While potential return from alfalfa is high, the fixed costs to conserve and feed it continue to climb, so yield potential must be high to justify the effort.
We see three scenarios (and recommendations) with winter-damaged alfalfa stands:
1. patchy, usually topography-related, winterkill (love ‘em)
2. fairly uniform injury or thinning (leave ‘em)
3. too damaged to keep (level ‘em)
Love ‘em
Fields with patchy winterkill are often worth working with for at least another year, especially if high-quality forage inventories are low. Large winter-killed areas should be fairly easy to fix. Non-heading Italian ryegrass, seeded at 10 to 20 pounds per acre, is probably the best bet for haylage acreages. In Wisconsin research, Dr. Ken Albrecht has documented that some ryegrass varieties marketed as Italian types can head during the seeding year. While heading may offer some drying rate advantages, non-heading Italians will have higher forage quality and thus be a better fit for dairy cows.
In addition to non-heading Italian ryegrass, 0.5 to 0.75 bushel per acre of a small grain would provide quicker cover and weed control and boost first-cutting yield. For milk cows, wheat would likely provide the most palatable silage, followed by oats, then barley. The grass component of subsequent haylage crops will be Italian ryegrass dominant (yield distribution data here).

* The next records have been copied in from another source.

PR #1940, opened 2026-09-10
Call the forwarding state paused

### LINKED ISSUE #1694: bikeshed forward state name

afrind:
FORWARD itself is unchanged, and there's a new Pausing Subscriptions section for the rest of the draft to point at. The wording comes from #1825, which also removes FORWARD in favor of an empty Location Filter; that part is left for #1352.

Fixes: #1694

### DIFF
--- a/draft-ietf-moq-transport.md
+++ b/draft-ietf-moq-transport.md
@@ -1909,7 +1909,7 @@ that specify otherwise.
 ## Paused Subscription Handling
 
 If one or more downstream subscribers to a track are not paused, the relay
-MUST resume the upstream subscription, if paused, in order to receive and
+MUST have an unpaused upstream subscription, in order to receive and
 forward the requested Objects. When all downstream subscribers are paused, the
 relay chooses whether to pause upstream at its discretion, considering the
 following
--- a/draft-ietf-moq-transport.md
+++ b/draft-ietf-moq-transport.md
@@ -625,13 +625,6 @@ to a SUBSCRIBE. A subscriber MUST send exactly one PUBLISH_OK
 ({{message-request-ok}}) or PUBLISH_ERROR in response to a PUBLISH. The peer
 SHOULD close the session with a protocol error if it receives more than one.
 
-All `Established` subscriptions have a Forward State which is either 0 or 1.
-The publisher does not send Objects if the Forward State is 0, and does send them
-if the Forward State is 1.  The initiator of the subscription sets the initial
-Forward State in either PUBLISH or SUBSCRIBE.  The subscriber can send
-REQUEST_UPDATE to update the Forward State. Control messages, such as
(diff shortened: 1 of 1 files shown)


suhasHere (approved):

draft-ietf-moq-transport.md
```diff
@@ -1005,11 +1011,12 @@ with an open-ended fill range, which the publisher will end at Largest Object.
...
-REQUEST_UPDATE that carries FILL_PARAMETERS while Forward State is 1.
+REQUEST_UPDATE that carries FILL_PARAMETERS while the subscription is not
+paused (see {{pausing-subscriptions}}).
 
-- FILL_PARAMETERS carried while Forward State is 0 opens no fill fetch stream.
-  Transitioning to Forward State 1 without re-sending FILL_PARAMETERS does not
-  open one either.
+- FILL_PARAMETERS carried while the subscription is paused opens no fill fetch
+  stream.  Resuming the subscription without re-sending FILL_PARAMETERS does
+  not open one either.
```
ianswett, line 1019: This isn't a change, but it's a bit odd.

draft-ietf-moq-transport.md
```diff
@@ -1899,20 +1906,22 @@ A cache MUST store all fields of an Object defined in {{object-header}},
...
-## Forward Handling
+## Paused Subscription Handling
 
-If one or more downstream subscribers to a track have Forward=1, the relay
-MUST set Forward=1 upstream in order to receive and forward the requested
-Objects. When no downstream subscriber has Forward=1, the relay chooses the
-upstream Forward value at its discretion, considering the following
+If one or more downstream subscribers to a track are not paused, the relay
+MUST resume the upstream subscription, if paused, in order to receive and
+forward the requested Objects. When all downstream subscribers are paused, the
```
ianswett, line 1913: This reads a bit more awkwardly than before, maybe this?

```suggestion
If one or more downstream subscribers to a track are not paused, the relay
MUST have an unpaused upstream subscription, in order to receive and
forward the requested Objects. When all downstream subscribers are paused, the
```

ianswett (approved):

draft-ietf-moq-transport.md
afrind: There's a reason -- fill-fetch is for _joining_.  If the live half is paused, your fill-fetch is nonsensical?

The converse is if you are using fill fetch to do replay behind live -- you may be paused but want to spawn fills.  Probably deserves it's own issue.

PR #1946, opened 2026-09-14
Restructure Publisher and Namespace Discovery, Give Subscribe Tracks it's own section

afrind:
- Namespace Prefix Matching gets its own section under Track.
- SUBSCRIBE_TRACKS moves to its own section under Publishing and Receiving
  Tracks — it creates subscriptions rather than discovering namespaces.
- Behavior is hoisted out of the five namespace message sections, which now
  carry only a diagram and fields.
- Publishing now precedes Subscribing, and section 4 is tightened: response
  handling was stated three times, authorization in three places.
- A ladder diagram shows the publisher → relay → subscriber path.
- Editorial cleanup of some prose
- 
sentence-diff (from `draft-21-retro`) against  main: 

2343 of 2379 sentences unchanged.

 * modified 21
 * added 22
 * removed 23

### DIFF
--- a/draft-ietf-moq-transport.md
+++ b/draft-ietf-moq-transport.md
@@ -1234,8 +1234,42 @@ The receiver of a REQUEST_OK or REQUEST_ERROR ought to
 forward the result to the application, so the application can decide which other
 publishers to contact, if any.
 
+The publisher will respond with SUBSCRIBE_NAMESPACE_OK or
+SUBSCRIBE_NAMESPACE_ERROR on the response half of the stream. If the subscriber
+receives any message other than a SUBSCRIBE_NAMESPACE_OK or a
+SUBSCRIBE_NAMESPACE_ERROR as the first message on the response half of the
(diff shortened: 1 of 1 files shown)


draft-ietf-moq-transport.md
```diff
@@ -1203,52 +1303,60 @@ to advertise namespaces within the prefix being discovered. Such a
...
-especially namespace subscriptions,
-to conserve and protect their resources from excessive load.  They MAY
-also impose limits on the number of publishers in a namespace, by rejecting
-or closing namespace subscriptions with the error NAMESPACE_TOO_LARGE, or
-CONFLICTING_FILTERS if too many disjoint filters are requested on downstream
-subscriptions across a large number of subscribers, or PREFIX_OVERLAP if different
-subscribers force an aggregated upstream subscription to overlap.
+~~~
+ Publisher                    Relay                   Subscriber
+     |                          |                          |
```
afrind: Add a PUB_NS before SUB_NS too

PR #699, opened 2023-10-07
Solution

skoval7:


app/main.py
```diff
@@ -1 +1,36 @@
...
+        self.hidden = hidden
+        Animal.alive.append(self)
+
+    def __str__(self) -> None:
+        return (f"{{Name: {self.name}, "
+                f"Health: {self.health}, "
+                f"Hidden: {self.hidden}}}")
+
+    def __repr__(self) -> None:
+        return str(self)
```
petrykivd, line 21: You can use only __repr__

petrykivd (changes requested):

petrykivd (approved):
GJ🚀

app/main.py
```diff
@@ -1 +1,33 @@
...
+                f" Hidden: {self.hidden}}}")
+
+
+class Herbivore(Animal):
+    def hide(self) -> None:
+        self.hidden = not self.hidden
+
+
+class Carnivore(Animal):
+    def bite(self, animal: Animal) -> None\
```
LiudmylaKulinchenko, line 27: Don't break a line here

A no-till drill will provide most consistent results, but a standard drill should work if the ground is still fairly soft. Some light tillage in these areas before seeding can help. However, care must be taken to attempt to minimize traffic over the good alfalfa areas of the field. Wheel traffic will break many shoots and reduce first-cutting yield potential.
Leave ‘em
If your high-quality forage inventory is low, the best option for stands that are fairly uniformly thinned or weakened may be to leave them be for at least a first cutting. Attempting to interseed something into these stands may not yield much. Existing shoots will be damaged by the traffic, and several Wisconsin studies have demonstrated little benefit to interseeding into these stands.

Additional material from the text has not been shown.